*** Opening of AVAILABLE DATA ***
PR #10647, opened 2026-06-15
refactor: replace uuid with native crypto.randomUUID

joehan:
### Description
Replaced the external third-party `uuid` dependency with Node.js native `crypto.randomUUID()` across all source files, as our Node.js >=20 engine constraint natively supports it. Removed `uuid` from primary `package.json` dependencies (while retaining security overrides).

### Scenarios Tested
- Fast unit test suite (`npm run mocha:fast`) successfully passed (4506 tests).
- Verified `npm-shrinkwrap.json` was regenerated clean and correctly synchronizes.

### Sample Commands
- `npm run mocha:fast`


joehan (commented):
Addressed inline review comments to cast data to Record<string, unknown> and synchronized npm 11.9 shrinkwrap.

bkendall (approved):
*** Close of AVAILABLE DATA ***
# WHAT YOU NEED TO DO
Exactly the lines from the one containing "### Description" through the end of the records above are to be printed, and no others.

# WRITTEN RESPONSE
### Description
Replaced the external third-party `uuid` dependency with Node.js native `crypto.randomUUID()` across all source files, as our Node.js >=20 engine constraint natively supports it. Removed `uuid` from primary `package.json` dependencies (while retaining security overrides).

### Scenarios Tested
- Fast unit test suite (`npm run mocha:fast`) successfully passed (4506 tests).
- Verified `npm-shrinkwrap.json` was regenerated clean and correctly synchronizes.

### Sample Commands
- `npm run mocha:fast`


joehan (commented):
Addressed inline review comments to cast data to Record<string, unknown> and synchronized npm 11.9 shrinkwrap.

bkendall (approved):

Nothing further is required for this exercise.